English corpora resources
Order transcripts from the three collections of New Zealand English corpora from the School of Linguistics and Applied Language Studies.
Linguists at Victoria University of Wellington have been involved in the collection of New Zealand English for three different corpora, one spoken, one written, and a third which includes both spoken and written data. The transcripts from the corpora are now available as text files on CD. The WWC and WSC are available on the same CD. The prices for the corpora are outlined below. All amounts are in New Zealand dollars and are subject to 15% GST to New Zealand purchasers.
How to order
Each of the corpora are subject to conditions of use. Fill out the relevant agreement form and email to firstname.lastname@example.org. On receipt of payment and the appropriate forms the corpora will be sent out.
You can pay here.
WWC and WSC CD
Individual licence $100
Institution licence $200
To order a copy of the WWC and WSC CD the Wellington Corpora of English Conditions of Use Form must be filled in and returned.
Individual licence $50
Institution licence (single copy) $100
Institution network licence (multiple copy) $200
To order a copy of the ICE-NZ CD, the first page of the ICE-NZ Licensing Agreement must be filled in and returned.

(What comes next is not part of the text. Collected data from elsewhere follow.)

PR #3119, opened 2022-03-10
Extend eBPF kernel target with support for additional BPF helpers and more types of BPF maps

osinstom:
This PR extends the eBPF kernel target with:
- support for defining other BPF map types
- support for BPF map-in-maps
- support for BPF maps using BPF spinlocks
- method to generate packet descriptor type (e.g. `__sk_buff`) depending on the eBPF hook type. It's required to support mixed deployments leveraging both TC and XDP programs.
- method to generate packet buffer's size adjustment
- BTF annotation of BPF maps, so that BPF types can be read at runtime

### DIFF
--- a/backends/ebpf/target.cpp
+++ b/backends/ebpf/target.cpp
@@ -76,13 +76,20 @@ void KernelSamplesTarget::emitTableDecl(Util::SourceCodeBuilder* builder,
 
     kind = getBPFMapType(tableKind);
 
-    if (tableKind == TablePerCPUArray || tableKind == TableArray) {
+    if (keyType != "u32" && (tableKind == TablePerCPUArray || tableKind == TableArray)) {
         // it's more safe to overwrite user-provided key type,
         // as array map must have u32 key type.
         keyType = "u32";
-    } else if (tableKind == TableProgArray) {
+        ::warning(ErrorType::WARN_INVALID,
+                  "Invalid key type (%1%) for table kind %2%, replacing with u32",
+                  keyType, kind);
+    } else if (tableKind == TableProgArray && (keyType != "u32" || valueType != "u32")) {
         keyType = "u32";
         valueType = "u32";
+        ::warning(ErrorType::WARN_INVALID,
+                  "Invalid key type (%1%) or value type (%2%) for table kind %3%, "
+                  "replacing with u32",
+                  keyType, valueType, kind);
     }
 
     if (tableKind == TableLPMTrie) {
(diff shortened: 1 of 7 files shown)


backends/ebpf/target.cpp
```diff
@@ -85,7 +153,7 @@ void KernelSamplesTarget::emitLicense(Util::SourceCodeBuilder* builder, cstring
 
 void KernelSamplesTarget::emitCodeSection(
     Util::SourceCodeBuilder* builder, cstring sectionName) const {
-    builder->appendFormat("SEC(\"prog\")\n", sectionName.c_str());
+    builder->appendFormat("SEC(\"%s\")\n", sectionName.c_str());
```
osinstom, line 156: `prog` was hardcoded here before. It's moved to `ebpfProgram.cpp` now.

backends/ebpf/target.cpp
```diff
@@ -62,19 +70,79 @@ void KernelSamplesTarget::emitTableDecl(Util::SourceCodeBuilder* builder,
...
-    builder->appendFormat("sizeof(%s), sizeof(%s), %d)",
-                          keyType.c_str(), valueType.c_str(), size);
+    cstring kind, flags;
+    cstring registerTable = "REGISTER_TABLE(%s, %s, %s, %s, %d)";
+    cstring registerTableWithFlags = "REGISTER_TABLE_FLAGS(%s, %s, %s, %s, %d, %s)";
+
+    kind = getBPFMapType(tableKind);
+
+    if (tableKind == TablePerCPUArray || tableKind == TableArray) {
+        // it's more safe to overwrite user-provided key type,
```
mbudiu-vmw, line 80: Perhaps you should give a warning if this is not what the user specified.

backends/ebpf/target.h
```diff
@@ -53,6 +59,34 @@ class Target {
     virtual void emitTableDecl(Util::SourceCodeBuilder* builder,
                                cstring tblName, TableKind tableKind,
                                cstring keyType, cstring valueType, unsigned size) const = 0;
+    virtual void emitTableDeclSpinlock(Util::SourceCodeBuilder* builder,
+                               cstring tblName, TableKind tableKind,
+                               cstring keyType, cstring valueType, unsigned size) const {
+        (void) builder;
```
mbudiu-vmw, line 65: how about actually giving a warning that on this architecture the table is not supported?
I suspect that this is what it amounts to.

mbudiu-vmw (approved):
I hope that you will soon submit a PR which tests some of these new table type too.
I am approving, but perhaps you can consider the small changes that I requested.

osinstom:
@mbudiu-vmw I've address your review, thanks! We have ~70 test cases based on the PTF framework that verify different mechanisms of PSA impl for eBPF backend. We'll contribute them too.

PR #3120, opened 2022-03-11
Solution for "Non Type_Bits type bool for expression" error

vladyslav-dubina:
Added a simple test verify_disjunction.p4 to show the need for this change, we can run this test with `--loopsUnroll` argument
Changes solve the `Non Type_Bits type bool for expression` error.
Since there are cases when the `expression ` in the `setNonConstant ` function is of type `Type_Boolean`. This is mainly possible with multiple `or` in the condition.

### DIFF
--- a/midend/interpreter.cpp
+++ b/midend/interpreter.cpp
@@ -750,7 +750,7 @@ void ExpressionEvaluator::checkResult(const IR::Expression* expression,
 
 void ExpressionEvaluator::setNonConstant(const IR::Expression* expression) {
     auto type = typeMap->getType(expression, true);
-    if (type->is<IR::BoolLiteral>()) {
+    if (type->is<IR::BoolLiteral>() || type->is<IR::Type_Boolean>()) {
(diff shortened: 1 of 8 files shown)


midend/interpreter.cpp
```diff
@@ -750,7 +750,7 @@ void ExpressionEvaluator::checkResult(const IR::Expression* expression,
 
 void ExpressionEvaluator::setNonConstant(const IR::Expression* expression) {
     auto type = typeMap->getType(expression, true);
-    if (type->is<IR::BoolLiteral>()) {
+    if (type->is<IR::BoolLiteral>() || type->is<IR::Type_Boolean>()) {
```
fruffy, line 753: I would remove `BoolLiteral `here, it does not seem to make sense if you are checking for a NonConstant?

mbudiu-vmw: Yes, a type cannot be a literal.

mbudiu-vmw (changes requested):

mbudiu-vmw (approved):

PR #3121, opened 2022-03-11
Fixing bug for ParserUnroll application to a p4 program with a header union

VolodymyrPeschanenkoIntel:
These small changes allow to use ParserUnroll class for the programs with header unions.


midend/parserUnroll.cpp
```diff
@@ -178,13 +178,22 @@ class ParserStateRewriter : public Transform {
...
  protected:
-    const IR::Type* getTypeArray(const IR::Node* element) {
+const IR::Type* getTypeArray(const IR::Node* element) {
         if (element->is<IR::ArrayIndex>()) {
             const IR::Expression* left = element->to<IR::ArrayIndex>()->left;
             if (left->type->is<IR::Type_Stack>())
                 return left->type->to<IR::Type_Stack>()->elementType;
         }
-        return typeMap->getType(element, true);
+        auto* currentType = typeMap->getType(element);
```
fruffy, line 187: How can it happen that type information is missing here? Is this a problem with type inference?

mbudiu-vmw:
The right solution is to fix the evaluation of expressions with type headerunion in the symbolic interpreter.
I think that #3063 attempts to do this, but it is not yet ready.

midend/parserUnroll.cpp
VolodymyrPeschanenkoIntel: The problem with right part of the [assignment](https://github.com/VolodymyrPeschanenkoIntel/p4c/blob/205467c5841284ee7af871bd0198b803f1e04c06/testdata/p4_16_samples/parser-unroll-test7.p4#L37). If element is hdr.h[0].i1.index then  typeMap->getType(element) returns nullptr.

VolodymyrPeschanenkoIntel:
> The right solution is to fix the evaluation of expressions with type header union in the symbolic interpreter. I think that #3063 attempts to do this, but it is not yet ready.

The getTypeArray function is not a part of the interpreter and It doesn't take part in a calculation process. #3063 contains changes for support header union in a evaluation process. I think that is a some particular case for support of header union.

fruffy:
Now that https://github.com/p4lang/p4c/pull/3063 has been merged what is the status of this pull request?

VolodymyrPeschanenkoIntel:
> Now that #3063 has been merged what is the status of this pull request?

These changes still actual, I wait for review. #3063 contains update for interpreter. This PR contains changes inside parserUnroll.

fruffy:
@mbudiu-vmw Do you have any comments on this pull request?

mbudiu-vmw:
Yes, I have requested changes which have not been carried out.
There are a couple of comments in the code which have not been addressed.

VolodymyrPeschanenkoIntel:
> Yes, I have requested changes which have not been carried out. There are a couple of comments in the code which have not been addressed.

Could, you, please, specify them?

VolodymyrPeschanenkoLitSoft:
As far as I understood we are waiting for solving the issue with the description of header union in p4lang [here](https://github.com/p4lang/p4-spec/issues/876). It was opened two years ago. It looks like we are stuck here.

mbudiu-vmw:
The compiler should usually be ahead of the spec - this helps us make sure that the spec is right.
I think that the intent was always to support stacks of header unions.

VolodymyrPeschanenkoIntel:
@mbudiu-vmw, Could you, please, make a review again?

mbudiu-vmw:
This PR contains only test cases, is this intended?

mbudiu-vmw (approved):

VolodymyrPeschanenkoLitSoft:
> This PR contains only test cases, is this intended?

I would like to add an additional test for header union stacks.

Issue #3057, opened 2022-01-27
Comparisons of list expressions, structure-valued expressions, tuples and structs


MollyDream:
In testing all the comparisons between list expressions, structure-valued expressions, tuples, and structs in the p4c compiler, we found some examples rejected by the compiler (relates to p4lang/p4-spec#960). Some are likely compiler bugs, while some may not be.

Note: the tests are reordered and renumbered for a cleaner view, so it looks different from  p4lang/p4-spec#960.
```
struct S {
    bit<32> a;
    bit<32> b;
}

control compute(inout hdr h) {
    apply {
        bool b1 = { 1, 2 } == { 1, 2 };

        bool b2 = { a = 8w1, b = 8w2 } == { a = 8w1, b = 8w2 };
         // bool b2_ = { a = 1, b = 2 } == { a = 1, b = 2 }; // p4c: Compiler Bug: Could not find type for <Constant>(11032) 1

         // bool b3 = { a = 1, b = 2 } == {1, 2};  // p4c: error: ==: Cannot unify type Tuple(2) with unknown struct
        bool b4 = (S) { a = 1, b = 2 } == {1, 2};

        bool b5 = (S) { a = 1, b = 2 } == { a = 1, b = 2 };
        // bool b5_ = { a = 1, b = 2 } == (S) { a = 1, b = 2 }; // p4c: error: ==: Cannot unify struct S to unknown struct
       
        bool b6 = (S) { a = 1, b = 2 } == (S) { a = 1, b = 2 };

        S s1 = { a = 1, b = 2 };
        S s2 = { a = 1, b = 2 };
        bool b7 = s1 == { a = 1, b = 2 };
        bool b8 = s1 == (S) { a = 1, b = 2 };
        bool b9 = s1 == s2;

        tuple<bit<8>, bit<8>> t1 = {1, 2};
        tuple<bit<8>, bit<8>> t2 = {1, 2};
        bool b10 = t1 == { 1, 2 };
        bool b11 = t1 == t2;
    }
}
```
The tests `b2_` and `b5_` are likely bugs.
- For `b2_`, it seems to be some other issue with the compiler since `b2` works well.
- For `b5_`, it seems weird that the compiler cannot infer the type of the LHS. Given that `b5` works well, and there is no rule in the spec enforcing the direction of type inference, I think it is more likely a problem with the compiler.

With the test `b3` aside, it seems tempting to summarize the allowed comparisons as:
[...]

PR #3122, opened 2022-03-11
Unifying struct and list expressions fix (#3057) 

milossyrmia:
Unifying struct and list expressions fix (#3057) 

* I corrected the code so that the compiler bug does not occur when comparing structures of unknown type, but to report an error

* I enabled a comparison between the structure and the cast structure so that cast can be put on either side

* Added tests


frontends/p4/typeChecking/typeChecker.cpp
```diff
@@ -1679,8 +1680,12 @@ bool TypeInference::compare(const IR::Node* errorPosition,
 
             bool lcst = isCompileTimeConstant(compare->left);
             bool rcst = isCompileTimeConstant(compare->right);
-
-            auto tvs = unify(errorPosition, ltype, rtype);
+            TypeVariableSubstitution* tvs;
```
mbudiu-vmw, line 1683: space between ) and {

testdata/p4_16_errors_outputs/issue3057-1.p4-stderr
```diff
@@ -0,0 +1,6 @@
+issue3057-1.p4(11): [--Werror=type-error] error: ==: cannot compare initializers with unknown types
```
mbudiu-vmw, line 1: this message isn't very good. I know you didn't change this, but perhaps you can fix it.
The message should say "cannot compare structure-valued expressions with unknown types".

mbudiu-vmw (changes requested):

milossyrmia:
Hi, @mbudiu-vmw, I implemented the small changes you requested.
I was referring to an issue (#3057) and I'm not sure what kind of an issue should I file.

testdata/p4_16_errors_outputs/issue3057-1.p4-stderr
mbudiu-vmw: I expect that you will need to change these reference files now that the error message has changed.

milossyrmia:
Hi @mbudiu-vmw, I implemented the changes you requested, but I forgot to change the output in the test, now I did it too.

PR #3124, opened 2022-03-12
Fix off-by-one bug in source file position calculation

### LINKED ISSUE #3112: InputSources::getSourceLine returns wrong file for extern method decl in last non-empty line of file
Consider the following set of input files:

foo_example.p4:
```
13: #include <foo_externs.p4>
14: #include <foo_parser.p4>
```

foo_externs.p4:
```
18: #ifndef _FOO_EXTERNS_P4_
19: #define _FOO_EXTERNS_P4_
20: 
21: #include "foo_core.p4"
22: 
23: extern void func1();
24: extern void func2();
25: 
26: #endif
```

This generates the following pre-processor output:
```
327: # 22 "/path/to/foo_externs.p4" 2
328: 
329: extern void func1();
330: extern void func2();
331: # 14 "foo_example.p4" 2
332: # 1 "/path/to/foo_parser.p4" 1
```

When parsed, this generates intra-p4c data structures:

Entries in InputSources::line_file_map:
```
[310] = {"foo_core.p4", 1}
[327] = {"foo_externs.p4", 22}
[331] = {"foo_example.p4", 14}
[332] = {"foo_parser.p4", 1}
```

SourceInfo for extern method definitions in IR:
```
func1: 329.13-329.17
func2: 330.13-330.17
```

Now, if I implement an IR pass that does this:

```
bool PassName::preorder(const IR::Method* m) {
    cstring srcName = m->srcInfo.getSourceFile();
```

... I get answer "foo_example.p4" for method func2, rather than the expected "foo_externs.p4". However, it works OK for func1...

I believe the issue arises in the following code:
```
SourceFileLine InputSources::getSourceLine(unsigned line) const {
    auto it = line_file_map.upper_bound(line+1);
```

... when called for line==330 (func2), it points at the [332] entry, so gets adjusted to the [331] entry, so returns filename "foo_example.p4". If I modify the code _not_ to add 1 to line:

```
SourceFileLine InputSources::getSourceLine(unsigned line) const {
    auto it = line_file_map.upper_bound(line);
```

... then for line==330 (func2), it points at the [331] entry, so gets adjusted to the [330] entry, so returns filename "foo_externs.p4" which is correct.

I _guess_ that the "+1" may have been a mistaken attempt at correcting for 0-based-vs-1-based line numbers, or the fact that #line directives describe numbering for the "physical" line after the line containing the directive? But the physical line numbers in line_file_map use the same numbering base/scheme as the line numbers in SourceInfo, so there's no need for any offset adjustment, and we want to search line_file_map for the first directive in any line after that which the SourceInfo refers to, so the searching process doesn't need to care that the #line directive describes the line after it; that aspect is dealt with a few lines later where realLine is calculated.

mbudiu-vmw:
Fixes #3112

### DIFF
--- a/lib/source_file.cpp
+++ b/lib/source_file.cpp
@@ -160,7 +160,7 @@ void InputSources::mapLine(cstring file, unsigned originalSourceLineNo) {
 }
 
 SourceFileLine InputSources::getSourceLine(unsigned line) const {
-    auto it = line_file_map.upper_bound(line+1);
+    auto it = line_file_map.upper_bound(line);
     if (it == line_file_map.begin())
         // There must be always something mapped to line 0
         BUG("No source information for line %1%", line);


mbudiu-vmw:
@swarren does this fix work for you?
It seems that your diagnosis was correct.

swarren:
Yes, that's the fix I have locally. Sorry I didn't get around to a PR myself; I'm still waiting on corporate approval to contribute code to this project.

mbudiu-vmw:
There is no attached test since this bug is normally not visible in any way in the output produced by the compiler.

fruffy (approved):

PR #3125, opened 2022-03-12
Struct expressions can be ConstantExpressions

### LINKED ISSUE #3098: Should structure-valued expressions with fields that are all compile-time known, itself be compile-time known?
Attached is an example program where that appears to not be the case.

```bash
$ p4test --version
p4test
Version 1.2.2.1 (SHA: 289431c0d BUILD: DEBUG)

$ git log -n 1 | head -n 3
commit 289431c0de84543adf26372fe6c157bdfcf76733
Author: Kamlesh Kumar <kamleshbhalui@gmail.com>
Date:   Sat Feb 19 07:33:53 2022 +0530
```

The following command gives the compile-time error shown.  It seems
that perhaps p4c consideres that a structure-valued expression is
never a compile-time known value, even if all field values are
compile-time known values.

Is that true?

If it is true now, is it reasonable to change things so that if all
field values are compile-time known values, then the structure-valued
expression as a whole is also considered a compile-time known value?

```bash
$ p4test v1model_valuelut_with_const_entries1.p4 
v1model_valuelut_with_const_entries1.p4(149): [--Werror=invalid] error: StructExpression: Cannot evaluate to a compile-time constant
        default_value = (my_result1_t) {val1=0, val2=0})
                                       ^^^^^^^^^^^^^^^^
```

The command below has a similar error message, probably for the same
root cause, but I am not sure since the error is less specific.  Note
that the first occurrence of 'const_entries' for extern instance named
lut1 gives no such compile-time error, so it seems that list
expressions that bottom out in all compile-time known values are
considered compile-time known values by p4c today.

```bash
$ p4test -DCONST_ENTRIES_WITH_STRUCT_TYPES v1model_valuelut_with_const_entries1.p4 
v1model_valuelut_with_const_entries1.p4(142): [--Werror=invalid] error: ListExpression: Cannot evaluate to a compile-time constant
        const_entries = {
                        ^
```
[v1model_valuelut_with_const_entries1.p4.txt](https://github.com/p4lang/p4c/files/8134051/v1model_valuelut_with_const_entries1.p4.txt)

mbudiu-vmw:
Fixes #3098
The typechecker was fine, but the "evaluator" https://p4.org/p4-spec/docs/P4-16-v1.2.2.html#sec-p4-abstract-mach wasn't.


jfingerh:
I see that some of the tests failed.  Do you think the changes are OK, or do you think you want to make changes that might make the tests pass?

jafingerhut (approved):
LGTM.  As is my usual process for p4c reviews, I have not attempted to review the C++ code changes for correctness.  I have compiled p4c with these changes on my local system and verified that the error messages I saw before with the two variations of the program attached to my issue https://github.com/p4lang/p4c/issues/3098 now both give 0 error messages with this modified version of the compiler, so that definitely looks like an improvement to me.  Thanks.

For more information contact
Archive of New Zealand English
School of Linguistics and Applied Language Studies
PO Box 600
The Wellington Corpus of Written New Zealand English (WWC)
One million words of written New Zealand English collected from writings published in the years 1986 to 1990.
The WWC has the same basic categories as the Brown Corpus of written American English (1961) and the Lancaster-Oslo-Bergen corpus (LOB) of written British English (1961). The corpus also parallels the structure of the Macquarie Corpus of written Australian English (1986). The WWC consists of 2,000 word excerpts on a variety of topics. Text categories include press material, religious texts, skills, trades and hobbies, popular lore, biography, scholarly writing and fiction. (For further information see Bauer, Laurie 1993. Manual of Information to Accompany the Wellington Corpus of Written New Zealand English. Wellington: Department of Linguistics, Victoria University of Wellington.)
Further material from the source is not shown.